Behavioral economists have studied how unemployment affects well-being beyond income loss. Research consistently shows that unemployment causes significant psychological harm: loss of identity, social isolation, reduced self-esteem, and increased rates of depression and anxiety. These effects persist even after controlling for income. The non-pecuniary costs of unemployment are large and underestimated by standard economic models.

Behavioral research also examines job search behavior: how cognitive biases (overconfidence, status quo bias, present bias) affect search intensity, reservation wages, and the decision to accept or reject job offers.

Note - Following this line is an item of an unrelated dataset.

PR #1115, opened 2017-04-24
ensure all output from HostListCommand is sorted

mattnworb:
In the default cause of a command like `helios hosts`, the output
currently is not sorted at all by the command - the iteration order of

Historical Context [Master]

  • The Great Depression (1929-1939): US unemployment peaked at approximately 25% in 1933. The scale and persistence of unemployment during the Depression discredited the classical view that labour markets would self-correct quickly and motivated Keynes's General Theory (1936).
  • Post-war full employment (1945-1970): Most developed countries maintained unemployment below 5% through a combination of Keynesian demand management, strong union coverage, and postwar reconstruction demand. The Beveridge Report (1942) in the UK established the principle that the government should maintain full employment.
  • Stagflation (1970s): Simultaneous high inflation and high unemployment contradicted the Keynesian Phillips Curve trade-off. This crisis opened space for monetarist and new classical critiques and led to a rethinking of the natural rate concept.
  • European unemployment (1980s-2000s): Several European countries, especially France, Spain, and Italy, experienced persistently high unemployment (10-15%+), attributed to labour market rigidities, generous unemployment benefits, and structural factors. This motivated labour market reforms in some countries.
  • The Great Recession (2008-2013): US unemployment peaked at 10% in October 2009. The slow recovery (unemployment did not return to pre-recession levels until 2015-2016) revived interest in hysteresis and secular stagnation.
  • COVID-19 unemployment (2020): The pandemic caused the fastest spike in unemployment in US history, from 3.5% in February to 14.7% in April 2020. The recovery was also unusually fast, with unemployment falling to 3.9% by December 2021, though labour force participation remained depressed.

Bibliography [Master]

  • Blanchard, O. J., & Summers, L. H. (1986). Hysteresis and the European unemployment problem. In S. Fischer (Ed.), NBER Macroeconomics Annual 1986. MIT Press.
  • Hall, P. A., & Soskice, D. (2001). Varieties of Capitalism: The Institutional Foundations of Comparative Advantage. Oxford University Press.
  • Jahoda, M. (1982). Employment and Unemployment: A Social-Psychological Analysis. Cambridge University Press.
  • Mortensen, D. T., & Pissarides, C. A. (1994). Job creation and job destruction in the theory of unemployment. Review of Economic Studies, 61(3), 397-415.
  • Okun, A. M. (1962). Potential GNP: Its measurement and significance. Proceedings of the Business and Economic Statistics Section, American Statistical Association, 98-104.
  • Phelps, E. S. (1967). Phillips curves, expectations of inflation and optimal unemployment over time. Economica, 34(135), 254-281.